▶ [Description of the task]
Return all lines of the listing below that carry the word "their".

-------- Recorded data --------

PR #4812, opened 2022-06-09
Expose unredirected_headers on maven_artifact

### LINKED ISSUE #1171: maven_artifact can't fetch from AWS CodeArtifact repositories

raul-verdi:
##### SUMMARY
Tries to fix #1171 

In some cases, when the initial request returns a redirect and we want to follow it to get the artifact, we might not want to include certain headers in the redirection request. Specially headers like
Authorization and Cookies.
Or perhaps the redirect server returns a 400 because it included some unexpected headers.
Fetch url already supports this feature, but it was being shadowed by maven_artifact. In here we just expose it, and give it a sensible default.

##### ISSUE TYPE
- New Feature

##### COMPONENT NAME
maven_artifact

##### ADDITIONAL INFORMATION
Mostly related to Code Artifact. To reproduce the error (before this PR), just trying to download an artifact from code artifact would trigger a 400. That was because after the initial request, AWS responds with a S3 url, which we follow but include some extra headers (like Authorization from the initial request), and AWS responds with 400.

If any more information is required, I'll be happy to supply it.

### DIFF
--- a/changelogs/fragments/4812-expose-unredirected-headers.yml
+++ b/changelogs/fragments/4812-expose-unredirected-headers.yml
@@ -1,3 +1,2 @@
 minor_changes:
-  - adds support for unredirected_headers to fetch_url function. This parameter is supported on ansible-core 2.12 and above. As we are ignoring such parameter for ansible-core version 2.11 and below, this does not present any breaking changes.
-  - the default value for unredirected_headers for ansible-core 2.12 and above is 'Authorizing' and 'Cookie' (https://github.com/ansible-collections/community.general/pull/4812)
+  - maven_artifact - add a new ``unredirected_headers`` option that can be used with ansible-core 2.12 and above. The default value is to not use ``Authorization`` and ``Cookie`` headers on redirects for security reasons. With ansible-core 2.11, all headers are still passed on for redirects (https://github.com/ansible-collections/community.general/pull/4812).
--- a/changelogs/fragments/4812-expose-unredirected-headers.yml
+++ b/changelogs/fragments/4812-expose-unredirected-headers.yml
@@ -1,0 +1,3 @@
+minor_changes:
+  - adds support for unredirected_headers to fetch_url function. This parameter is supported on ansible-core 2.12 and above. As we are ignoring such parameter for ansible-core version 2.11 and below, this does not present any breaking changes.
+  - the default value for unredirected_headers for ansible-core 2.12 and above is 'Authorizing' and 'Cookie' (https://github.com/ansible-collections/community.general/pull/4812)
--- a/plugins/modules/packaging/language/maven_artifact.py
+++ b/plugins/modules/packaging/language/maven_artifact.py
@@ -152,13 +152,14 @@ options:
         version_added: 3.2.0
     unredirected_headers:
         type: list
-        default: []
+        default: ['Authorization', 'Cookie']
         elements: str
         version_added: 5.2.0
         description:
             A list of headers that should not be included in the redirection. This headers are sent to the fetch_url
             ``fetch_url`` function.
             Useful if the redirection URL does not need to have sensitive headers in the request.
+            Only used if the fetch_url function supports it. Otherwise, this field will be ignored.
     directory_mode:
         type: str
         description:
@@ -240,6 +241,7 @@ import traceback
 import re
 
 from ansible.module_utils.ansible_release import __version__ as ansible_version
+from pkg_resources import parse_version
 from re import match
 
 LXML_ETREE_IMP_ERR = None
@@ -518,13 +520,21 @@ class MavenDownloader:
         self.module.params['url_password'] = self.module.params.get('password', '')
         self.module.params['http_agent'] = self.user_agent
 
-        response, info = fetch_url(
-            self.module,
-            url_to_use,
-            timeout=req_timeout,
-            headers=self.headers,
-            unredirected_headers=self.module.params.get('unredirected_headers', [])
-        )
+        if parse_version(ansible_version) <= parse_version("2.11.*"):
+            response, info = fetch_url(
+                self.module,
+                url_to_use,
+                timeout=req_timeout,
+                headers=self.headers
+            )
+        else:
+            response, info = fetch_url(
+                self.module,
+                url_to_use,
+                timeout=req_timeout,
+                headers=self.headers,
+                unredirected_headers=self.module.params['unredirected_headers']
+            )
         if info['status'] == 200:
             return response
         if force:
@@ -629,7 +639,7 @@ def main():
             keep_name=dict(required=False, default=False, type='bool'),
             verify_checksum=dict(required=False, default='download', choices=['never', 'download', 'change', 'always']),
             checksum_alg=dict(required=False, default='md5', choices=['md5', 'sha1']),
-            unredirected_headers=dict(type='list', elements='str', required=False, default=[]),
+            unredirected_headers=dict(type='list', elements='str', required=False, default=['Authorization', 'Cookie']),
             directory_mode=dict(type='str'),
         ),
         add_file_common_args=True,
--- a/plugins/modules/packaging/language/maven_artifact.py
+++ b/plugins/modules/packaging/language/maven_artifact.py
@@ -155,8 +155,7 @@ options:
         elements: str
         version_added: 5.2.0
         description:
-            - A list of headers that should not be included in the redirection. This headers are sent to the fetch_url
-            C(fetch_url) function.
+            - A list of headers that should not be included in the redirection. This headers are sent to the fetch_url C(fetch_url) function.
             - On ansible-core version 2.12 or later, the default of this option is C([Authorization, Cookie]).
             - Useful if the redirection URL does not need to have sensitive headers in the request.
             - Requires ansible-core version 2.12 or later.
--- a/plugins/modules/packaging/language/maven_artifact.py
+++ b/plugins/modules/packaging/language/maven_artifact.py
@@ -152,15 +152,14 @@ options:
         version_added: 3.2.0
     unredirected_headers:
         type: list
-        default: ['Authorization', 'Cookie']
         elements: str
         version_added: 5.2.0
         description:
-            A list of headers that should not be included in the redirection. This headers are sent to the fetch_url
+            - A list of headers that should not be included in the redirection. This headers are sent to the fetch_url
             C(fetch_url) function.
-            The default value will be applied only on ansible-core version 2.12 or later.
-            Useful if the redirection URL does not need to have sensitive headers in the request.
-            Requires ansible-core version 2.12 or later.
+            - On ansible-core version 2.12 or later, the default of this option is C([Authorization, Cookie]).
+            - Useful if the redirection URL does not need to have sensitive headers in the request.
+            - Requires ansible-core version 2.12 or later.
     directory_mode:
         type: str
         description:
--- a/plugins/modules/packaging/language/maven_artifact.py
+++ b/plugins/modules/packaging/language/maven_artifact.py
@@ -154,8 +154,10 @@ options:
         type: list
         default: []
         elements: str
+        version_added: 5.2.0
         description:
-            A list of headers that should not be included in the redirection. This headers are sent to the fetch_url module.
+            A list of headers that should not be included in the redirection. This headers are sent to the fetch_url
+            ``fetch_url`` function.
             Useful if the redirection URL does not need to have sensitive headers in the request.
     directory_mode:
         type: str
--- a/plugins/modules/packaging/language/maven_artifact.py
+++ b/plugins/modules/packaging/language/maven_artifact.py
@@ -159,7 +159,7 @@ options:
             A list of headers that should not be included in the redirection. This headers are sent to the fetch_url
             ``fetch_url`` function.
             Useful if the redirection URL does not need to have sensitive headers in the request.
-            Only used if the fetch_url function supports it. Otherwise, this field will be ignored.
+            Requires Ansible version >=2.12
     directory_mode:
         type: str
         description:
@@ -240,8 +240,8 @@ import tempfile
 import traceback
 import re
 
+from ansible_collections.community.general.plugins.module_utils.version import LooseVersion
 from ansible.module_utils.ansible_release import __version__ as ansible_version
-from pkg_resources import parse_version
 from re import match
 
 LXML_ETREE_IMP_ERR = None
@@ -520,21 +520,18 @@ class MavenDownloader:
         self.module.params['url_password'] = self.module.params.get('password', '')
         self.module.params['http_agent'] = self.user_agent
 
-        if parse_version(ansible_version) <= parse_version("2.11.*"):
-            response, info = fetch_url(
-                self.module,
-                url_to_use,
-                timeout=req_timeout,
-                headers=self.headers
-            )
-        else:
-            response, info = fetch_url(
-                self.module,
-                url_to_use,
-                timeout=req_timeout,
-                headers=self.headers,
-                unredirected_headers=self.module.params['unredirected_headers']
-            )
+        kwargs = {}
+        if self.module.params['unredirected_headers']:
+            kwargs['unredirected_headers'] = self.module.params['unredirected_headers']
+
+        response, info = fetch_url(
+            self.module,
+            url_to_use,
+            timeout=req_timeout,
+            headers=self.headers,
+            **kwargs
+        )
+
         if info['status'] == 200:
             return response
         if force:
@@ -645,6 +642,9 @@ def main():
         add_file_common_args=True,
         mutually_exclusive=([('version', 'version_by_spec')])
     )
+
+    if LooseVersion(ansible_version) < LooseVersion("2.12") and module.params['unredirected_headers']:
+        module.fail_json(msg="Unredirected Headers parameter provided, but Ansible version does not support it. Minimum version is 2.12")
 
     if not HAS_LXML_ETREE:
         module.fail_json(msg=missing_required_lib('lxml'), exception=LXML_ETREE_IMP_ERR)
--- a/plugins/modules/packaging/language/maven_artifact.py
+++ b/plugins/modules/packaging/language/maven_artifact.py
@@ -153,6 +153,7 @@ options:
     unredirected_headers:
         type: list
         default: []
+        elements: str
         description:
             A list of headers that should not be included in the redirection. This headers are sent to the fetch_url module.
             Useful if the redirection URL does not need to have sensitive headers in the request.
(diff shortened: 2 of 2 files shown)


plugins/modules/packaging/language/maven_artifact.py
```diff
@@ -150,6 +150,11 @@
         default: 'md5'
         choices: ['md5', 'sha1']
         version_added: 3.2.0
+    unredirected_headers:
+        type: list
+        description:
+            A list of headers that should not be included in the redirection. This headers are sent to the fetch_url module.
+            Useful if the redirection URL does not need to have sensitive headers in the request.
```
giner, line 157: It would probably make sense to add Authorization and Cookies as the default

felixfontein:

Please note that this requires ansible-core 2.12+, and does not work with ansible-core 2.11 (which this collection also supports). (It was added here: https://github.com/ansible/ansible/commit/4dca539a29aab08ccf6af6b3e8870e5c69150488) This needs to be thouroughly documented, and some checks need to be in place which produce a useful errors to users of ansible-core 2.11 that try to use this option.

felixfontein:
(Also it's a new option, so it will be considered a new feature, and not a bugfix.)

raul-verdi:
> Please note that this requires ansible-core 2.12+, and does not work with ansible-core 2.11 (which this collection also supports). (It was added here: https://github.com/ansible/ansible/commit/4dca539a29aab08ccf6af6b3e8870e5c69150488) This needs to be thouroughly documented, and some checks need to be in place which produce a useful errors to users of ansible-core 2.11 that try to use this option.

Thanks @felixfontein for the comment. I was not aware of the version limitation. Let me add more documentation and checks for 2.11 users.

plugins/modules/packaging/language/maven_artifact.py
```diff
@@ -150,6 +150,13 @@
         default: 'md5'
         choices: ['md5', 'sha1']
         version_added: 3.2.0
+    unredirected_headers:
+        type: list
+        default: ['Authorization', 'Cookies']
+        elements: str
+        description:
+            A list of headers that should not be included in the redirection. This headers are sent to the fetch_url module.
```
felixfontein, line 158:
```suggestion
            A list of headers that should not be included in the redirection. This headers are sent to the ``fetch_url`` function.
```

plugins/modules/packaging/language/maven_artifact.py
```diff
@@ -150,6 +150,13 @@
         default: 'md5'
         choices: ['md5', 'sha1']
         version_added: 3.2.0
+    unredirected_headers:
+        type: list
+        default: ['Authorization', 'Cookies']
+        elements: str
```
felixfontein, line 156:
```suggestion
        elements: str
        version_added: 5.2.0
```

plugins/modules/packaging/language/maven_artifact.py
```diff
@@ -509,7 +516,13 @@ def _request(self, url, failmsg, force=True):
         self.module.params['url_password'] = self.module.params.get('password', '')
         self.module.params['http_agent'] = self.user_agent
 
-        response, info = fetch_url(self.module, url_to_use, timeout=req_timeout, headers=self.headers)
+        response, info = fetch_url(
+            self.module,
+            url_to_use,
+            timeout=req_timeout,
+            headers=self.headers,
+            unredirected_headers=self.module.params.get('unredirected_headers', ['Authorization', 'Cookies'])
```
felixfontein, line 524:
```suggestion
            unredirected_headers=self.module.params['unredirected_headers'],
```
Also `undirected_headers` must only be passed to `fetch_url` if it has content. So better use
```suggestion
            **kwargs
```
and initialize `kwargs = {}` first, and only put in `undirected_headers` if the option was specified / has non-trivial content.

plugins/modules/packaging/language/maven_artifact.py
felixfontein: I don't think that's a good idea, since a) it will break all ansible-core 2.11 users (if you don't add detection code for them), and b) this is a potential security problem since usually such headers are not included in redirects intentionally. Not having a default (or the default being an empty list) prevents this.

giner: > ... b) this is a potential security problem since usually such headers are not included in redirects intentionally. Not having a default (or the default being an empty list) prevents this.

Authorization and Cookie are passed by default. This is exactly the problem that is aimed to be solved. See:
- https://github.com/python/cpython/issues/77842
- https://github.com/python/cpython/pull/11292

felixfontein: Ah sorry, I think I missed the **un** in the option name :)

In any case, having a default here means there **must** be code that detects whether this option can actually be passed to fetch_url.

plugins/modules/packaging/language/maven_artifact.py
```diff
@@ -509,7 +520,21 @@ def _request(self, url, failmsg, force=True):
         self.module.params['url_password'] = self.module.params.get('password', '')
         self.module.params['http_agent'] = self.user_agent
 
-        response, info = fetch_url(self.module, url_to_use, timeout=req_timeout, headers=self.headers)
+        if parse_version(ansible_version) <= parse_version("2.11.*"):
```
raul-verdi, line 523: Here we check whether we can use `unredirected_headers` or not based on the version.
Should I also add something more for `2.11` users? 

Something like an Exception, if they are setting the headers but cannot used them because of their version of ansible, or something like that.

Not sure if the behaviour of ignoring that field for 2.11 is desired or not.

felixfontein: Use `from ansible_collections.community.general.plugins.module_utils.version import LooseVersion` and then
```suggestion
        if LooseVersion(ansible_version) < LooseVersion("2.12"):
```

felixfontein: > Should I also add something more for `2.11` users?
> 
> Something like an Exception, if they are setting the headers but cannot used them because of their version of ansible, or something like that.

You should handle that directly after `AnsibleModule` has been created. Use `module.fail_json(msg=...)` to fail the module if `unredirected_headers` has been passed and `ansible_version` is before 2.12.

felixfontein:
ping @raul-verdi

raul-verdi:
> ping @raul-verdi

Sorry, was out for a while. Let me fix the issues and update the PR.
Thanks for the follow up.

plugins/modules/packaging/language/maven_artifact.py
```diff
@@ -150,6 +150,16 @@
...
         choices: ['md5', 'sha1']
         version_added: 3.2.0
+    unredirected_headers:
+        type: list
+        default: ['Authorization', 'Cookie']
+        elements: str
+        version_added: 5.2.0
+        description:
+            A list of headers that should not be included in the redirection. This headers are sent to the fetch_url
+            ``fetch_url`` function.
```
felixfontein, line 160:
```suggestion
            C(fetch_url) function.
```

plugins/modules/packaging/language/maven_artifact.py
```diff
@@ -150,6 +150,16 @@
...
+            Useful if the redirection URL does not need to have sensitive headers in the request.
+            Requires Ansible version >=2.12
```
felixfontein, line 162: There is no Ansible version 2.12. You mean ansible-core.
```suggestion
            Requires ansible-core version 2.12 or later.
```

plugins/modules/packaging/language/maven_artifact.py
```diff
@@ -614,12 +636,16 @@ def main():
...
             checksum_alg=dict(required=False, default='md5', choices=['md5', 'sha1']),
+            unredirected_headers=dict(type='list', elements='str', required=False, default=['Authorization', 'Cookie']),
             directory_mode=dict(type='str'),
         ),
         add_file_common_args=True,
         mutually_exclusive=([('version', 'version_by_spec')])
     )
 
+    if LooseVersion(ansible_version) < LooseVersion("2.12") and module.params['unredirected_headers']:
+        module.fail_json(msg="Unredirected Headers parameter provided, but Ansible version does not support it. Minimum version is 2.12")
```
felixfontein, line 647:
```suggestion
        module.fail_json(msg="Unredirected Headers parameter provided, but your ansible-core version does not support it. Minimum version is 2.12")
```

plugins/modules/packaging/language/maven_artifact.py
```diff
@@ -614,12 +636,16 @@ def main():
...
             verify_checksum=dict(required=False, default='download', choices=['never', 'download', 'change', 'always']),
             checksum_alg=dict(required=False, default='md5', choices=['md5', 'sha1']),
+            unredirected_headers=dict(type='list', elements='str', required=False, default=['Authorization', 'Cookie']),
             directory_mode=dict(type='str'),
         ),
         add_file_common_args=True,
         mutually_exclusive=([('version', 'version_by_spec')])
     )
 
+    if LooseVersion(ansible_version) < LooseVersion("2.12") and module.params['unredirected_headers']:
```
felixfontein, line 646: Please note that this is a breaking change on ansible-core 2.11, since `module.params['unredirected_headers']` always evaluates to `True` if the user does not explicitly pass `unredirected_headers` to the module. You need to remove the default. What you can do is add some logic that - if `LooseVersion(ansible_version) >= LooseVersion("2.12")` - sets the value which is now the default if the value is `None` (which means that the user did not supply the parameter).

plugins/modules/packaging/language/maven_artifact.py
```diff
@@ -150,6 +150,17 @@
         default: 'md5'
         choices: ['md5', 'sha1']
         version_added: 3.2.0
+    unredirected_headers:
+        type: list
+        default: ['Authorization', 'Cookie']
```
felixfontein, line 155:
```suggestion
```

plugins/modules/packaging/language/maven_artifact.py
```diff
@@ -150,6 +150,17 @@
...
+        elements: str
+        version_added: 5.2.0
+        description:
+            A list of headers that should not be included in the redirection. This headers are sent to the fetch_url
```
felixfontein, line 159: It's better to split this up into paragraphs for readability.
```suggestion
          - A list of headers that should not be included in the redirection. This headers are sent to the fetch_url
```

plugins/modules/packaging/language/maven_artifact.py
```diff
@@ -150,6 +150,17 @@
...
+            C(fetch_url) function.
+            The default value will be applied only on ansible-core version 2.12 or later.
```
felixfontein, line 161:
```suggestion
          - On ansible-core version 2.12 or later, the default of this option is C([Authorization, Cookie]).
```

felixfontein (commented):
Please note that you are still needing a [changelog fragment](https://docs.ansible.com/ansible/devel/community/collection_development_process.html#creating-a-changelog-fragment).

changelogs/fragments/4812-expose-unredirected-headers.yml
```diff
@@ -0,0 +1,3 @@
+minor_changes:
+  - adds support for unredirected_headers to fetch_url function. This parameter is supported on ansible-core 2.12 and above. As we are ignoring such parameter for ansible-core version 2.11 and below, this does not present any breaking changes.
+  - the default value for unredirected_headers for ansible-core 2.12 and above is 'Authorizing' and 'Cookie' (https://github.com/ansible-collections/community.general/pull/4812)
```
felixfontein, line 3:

--------
-------- Recorded data --------

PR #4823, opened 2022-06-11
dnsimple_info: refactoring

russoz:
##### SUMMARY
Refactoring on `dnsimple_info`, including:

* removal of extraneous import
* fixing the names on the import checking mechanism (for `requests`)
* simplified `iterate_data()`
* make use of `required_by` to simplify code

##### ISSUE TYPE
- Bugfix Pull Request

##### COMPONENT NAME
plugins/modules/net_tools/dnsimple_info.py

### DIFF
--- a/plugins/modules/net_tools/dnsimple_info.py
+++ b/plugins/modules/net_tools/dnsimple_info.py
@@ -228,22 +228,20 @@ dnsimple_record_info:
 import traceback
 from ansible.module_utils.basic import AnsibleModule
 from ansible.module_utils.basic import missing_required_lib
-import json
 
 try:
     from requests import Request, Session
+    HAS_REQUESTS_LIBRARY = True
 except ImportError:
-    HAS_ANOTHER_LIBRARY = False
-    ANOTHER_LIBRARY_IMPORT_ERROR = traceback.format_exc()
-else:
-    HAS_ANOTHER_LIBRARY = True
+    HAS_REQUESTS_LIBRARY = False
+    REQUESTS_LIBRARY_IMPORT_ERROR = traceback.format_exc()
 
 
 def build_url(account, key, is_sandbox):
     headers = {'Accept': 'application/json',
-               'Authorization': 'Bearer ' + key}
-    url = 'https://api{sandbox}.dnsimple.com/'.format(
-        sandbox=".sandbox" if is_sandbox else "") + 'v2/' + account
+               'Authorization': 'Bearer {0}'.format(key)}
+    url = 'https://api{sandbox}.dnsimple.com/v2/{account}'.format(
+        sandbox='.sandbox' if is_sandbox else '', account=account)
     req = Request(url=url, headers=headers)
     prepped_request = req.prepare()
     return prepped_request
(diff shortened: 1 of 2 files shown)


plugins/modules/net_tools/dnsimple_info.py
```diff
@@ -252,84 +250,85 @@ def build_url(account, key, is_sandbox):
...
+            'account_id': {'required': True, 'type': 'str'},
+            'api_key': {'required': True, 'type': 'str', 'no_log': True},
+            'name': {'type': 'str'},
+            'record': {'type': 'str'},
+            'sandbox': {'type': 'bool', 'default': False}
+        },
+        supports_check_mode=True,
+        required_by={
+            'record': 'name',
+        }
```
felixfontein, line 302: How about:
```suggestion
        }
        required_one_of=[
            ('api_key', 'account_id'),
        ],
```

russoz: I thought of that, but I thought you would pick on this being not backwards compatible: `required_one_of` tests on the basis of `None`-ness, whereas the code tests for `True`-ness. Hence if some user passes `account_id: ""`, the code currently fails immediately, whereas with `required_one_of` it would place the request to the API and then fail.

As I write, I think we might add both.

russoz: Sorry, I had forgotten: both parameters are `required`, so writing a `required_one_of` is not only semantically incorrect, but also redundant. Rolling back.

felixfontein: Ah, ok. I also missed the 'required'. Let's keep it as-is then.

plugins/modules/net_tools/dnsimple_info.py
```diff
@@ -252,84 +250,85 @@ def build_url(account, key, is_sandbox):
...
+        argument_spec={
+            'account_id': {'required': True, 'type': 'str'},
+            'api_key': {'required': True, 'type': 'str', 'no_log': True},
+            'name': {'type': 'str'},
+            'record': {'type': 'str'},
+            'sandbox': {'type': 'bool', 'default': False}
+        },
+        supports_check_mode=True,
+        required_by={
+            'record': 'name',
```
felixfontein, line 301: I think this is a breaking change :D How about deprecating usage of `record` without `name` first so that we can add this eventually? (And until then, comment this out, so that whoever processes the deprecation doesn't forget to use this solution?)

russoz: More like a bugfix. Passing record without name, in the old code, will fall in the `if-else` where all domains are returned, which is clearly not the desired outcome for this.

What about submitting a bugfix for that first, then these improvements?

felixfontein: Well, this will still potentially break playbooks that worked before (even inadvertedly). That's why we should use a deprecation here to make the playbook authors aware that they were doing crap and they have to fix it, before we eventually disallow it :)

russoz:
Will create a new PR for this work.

--------

▶ [Answer box]
Something like an Exception, if they are setting the headers but cannot used them because of their version of ansible, or something like that.
> Something like an Exception, if they are setting the headers but cannot used them because of their version of ansible, or something like that.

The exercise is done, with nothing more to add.